Data records
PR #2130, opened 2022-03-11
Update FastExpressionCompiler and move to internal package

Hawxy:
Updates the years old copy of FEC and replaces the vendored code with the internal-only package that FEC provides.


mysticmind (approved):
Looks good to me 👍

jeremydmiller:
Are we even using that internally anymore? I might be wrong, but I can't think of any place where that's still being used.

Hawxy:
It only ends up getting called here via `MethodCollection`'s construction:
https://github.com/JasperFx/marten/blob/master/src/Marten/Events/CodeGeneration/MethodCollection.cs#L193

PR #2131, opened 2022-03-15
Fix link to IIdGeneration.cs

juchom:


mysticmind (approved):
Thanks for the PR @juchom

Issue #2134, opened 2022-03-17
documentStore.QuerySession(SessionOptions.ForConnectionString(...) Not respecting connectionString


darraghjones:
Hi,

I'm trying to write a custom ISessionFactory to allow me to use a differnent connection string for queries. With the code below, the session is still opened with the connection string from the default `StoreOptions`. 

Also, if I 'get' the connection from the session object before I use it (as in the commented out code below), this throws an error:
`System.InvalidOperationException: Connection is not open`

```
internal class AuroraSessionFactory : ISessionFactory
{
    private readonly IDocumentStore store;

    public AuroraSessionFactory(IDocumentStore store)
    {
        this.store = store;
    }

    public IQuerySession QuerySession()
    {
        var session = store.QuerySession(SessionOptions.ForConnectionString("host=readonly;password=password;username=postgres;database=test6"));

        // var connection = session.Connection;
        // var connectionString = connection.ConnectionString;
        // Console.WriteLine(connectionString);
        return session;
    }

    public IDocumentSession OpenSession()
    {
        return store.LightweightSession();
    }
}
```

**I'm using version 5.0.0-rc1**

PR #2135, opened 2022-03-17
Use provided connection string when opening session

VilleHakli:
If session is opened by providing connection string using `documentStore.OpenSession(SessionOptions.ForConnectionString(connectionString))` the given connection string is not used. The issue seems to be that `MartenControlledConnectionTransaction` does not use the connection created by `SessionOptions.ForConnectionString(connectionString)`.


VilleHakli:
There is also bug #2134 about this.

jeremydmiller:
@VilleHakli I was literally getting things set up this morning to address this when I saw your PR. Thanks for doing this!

• _Your task_: Take the records above and return them exactly as written.

• _Result below_:
PR #2130, opened 2022-03-11
Update FastExpressionCompiler and move to internal package

Hawxy:
Updates the years old copy of FEC and replaces the vendored code with the internal-only package that FEC provides.


mysticmind (approved):
Looks good to me 👍

jeremydmiller:
Are we even using that internally anymore? I might be wrong, but I can't think of any place where that's still being used.

Hawxy:
It only ends up getting called here via `MethodCollection`'s construction:
https://github.com/JasperFx/marten/blob/master/src/Marten/Events/CodeGeneration/MethodCollection.cs#L193

PR #2131, opened 2022-03-15
Fix link to IIdGeneration.cs

juchom:


mysticmind (approved):
Thanks for the PR @juchom

Issue #2134, opened 2022-03-17
documentStore.QuerySession(SessionOptions.ForConnectionString(...) Not respecting connectionString


darraghjones:
Hi,

I'm trying to write a custom ISessionFactory to allow me to use a differnent connection string for queries. With the code below, the session is still opened with the connection string from the default `StoreOptions`. 

Also, if I 'get' the connection from the session object before I use it (as in the commented out code below), this throws an error:
`System.InvalidOperationException: Connection is not open`

```
internal class AuroraSessionFactory : ISessionFactory
{
    private readonly IDocumentStore store;

    public AuroraSessionFactory(IDocumentStore store)
    {
        this.store = store;
    }

    public IQuerySession QuerySession()
    {
        var session = store.QuerySession(SessionOptions.ForConnectionString("host=readonly;password=password;username=postgres;database=test6"));

        // var connection = session.Connection;
        // var connectionString = connection.ConnectionString;
        // Console.WriteLine(connectionString);
        return session;
    }

    public IDocumentSession OpenSession()
    {
        return store.LightweightSession();
    }
}
```

**I'm using version 5.0.0-rc1**

PR #2135, opened 2022-03-17
Use provided connection string when opening session

VilleHakli:
If session is opened by providing connection string using `documentStore.OpenSession(SessionOptions.ForConnectionString(connectionString))` the given connection string is not used. The issue seems to be that `MartenControlledConnectionTransaction` does not use the connection created by `SessionOptions.ForConnectionString(connectionString)`.


VilleHakli:
There is also bug #2134 about this.

jeremydmiller:
@VilleHakli I was literally getting things set up this morning to address this when I saw your PR. Thanks for doing this!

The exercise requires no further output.